EXERCISE REQUIREMENTS
The answer must be the lines from the one containing "PR #406, opened 2019-03-08" through the last line of the data below, copied exactly, with nothing else.
************
PR #395, opened 2019-02-21
sa_pool: add a sa_pool option using laddr to map lcore except the lport-mask mode

kldeng:
sa_pool: add a sa_pool option using laddr to map lcore except the lport-mask mode

NOTICE:
number of laddrs should be greater or equal to number of slave lcores.
Or, some slave lcores will have no laddr causing FNAT fowarding failed in
those slave lcores.

### DIFF
--- a/src/sa_pool.c
+++ b/src/sa_pool.c
@@ -69,6 +69,9 @@
 #define SAPOOL_MIN_HASH_SZ  1
 #define SAPOOL_MAX_HASH_SZ  128
 
+#define LPORT_LCORE_MAPPING_POOL_MODE_NAME "lport_lcore_mapping"
+#define LADDR_LCORE_MAPPING_POOL_MODE_NAME "laddr_lcore_mapping"
+
 enum {
     SA_F_USED               = 0x01,
 };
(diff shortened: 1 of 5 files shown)


kldeng:
Since some 10GbE controller like 82599 only support signature mode for IPv6. And it was found that only one IPv6 address can be supported in RTE_ETH_FLOW_NONFRAG_IPV6_TCP flow_type, but multiple IPv6 addresses can be supported in RTE_ETH_FLOW_NONFRAG_IPV6_OTHER. 
So, we can streer the incoming IPv6 packets to the correct lcore by laddr_lcore_mapping mode. This patch can be another solution except commit a9d16e301a48e9 and do no harm to performance.

src/sa_pool.c
```diff
@@ -292,9 +331,51 @@ static int sa_pool_free_hash(struct sa_pool *ap)
...
+        err = EDPVS_NOMEM;
+        goto errout;
+    }
+
+    ap->ifa = ifa;
+    ap->low = low;
+    ap->high = high;
+    rte_atomic32_set(&ap->refcnt, 0);
+
+    err = sa_pool_alloc_hash(ap, sa_pool_hash_size, fdir);
```
Danielybl: Hi,
Do you still need to change this function according to pool_mode? As the some port is masked in lport_lcore_mapping_mode.

src/sa_pool.c
```diff
@@ -270,7 +309,7 @@ static int sa_pool_alloc_hash(struct sa_pool *ap, uint8_t hash_sz,
         for (port = ap->low; port <= ap->high; port++) {
             struct sa_entry *sa;
 
-            if (fdir->mask &&
+            if (sa_pool_mode == LPORT_LCORE_MAPPING_POOL_MODE && fdir->mask &&
```
kldeng: Hi, @Danielybl  It's done here.

PR #406, opened 2019-03-08
Update ipv4_frag.c, mismatch of rte_socket_id rte_lcore_id

icedustdream:
mismatch of rte_lcore_id and rte_socket_id


ywc689:
The patch is already merged into devel branch.

PR #413, opened 2019-03-19
force remove inhibited real servers

yangxingwu:


ytwang0320:
> @ytwang0320

approved +1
************
EXERCISE RESPONSE
PR #406, opened 2019-03-08
Update ipv4_frag.c, mismatch of rte_socket_id rte_lcore_id

icedustdream:
mismatch of rte_lcore_id and rte_socket_id


ywc689:
The patch is already merged into devel branch.

PR #413, opened 2019-03-19
force remove inhibited real servers

yangxingwu:


ytwang0320:
> @ytwang0320

approved +1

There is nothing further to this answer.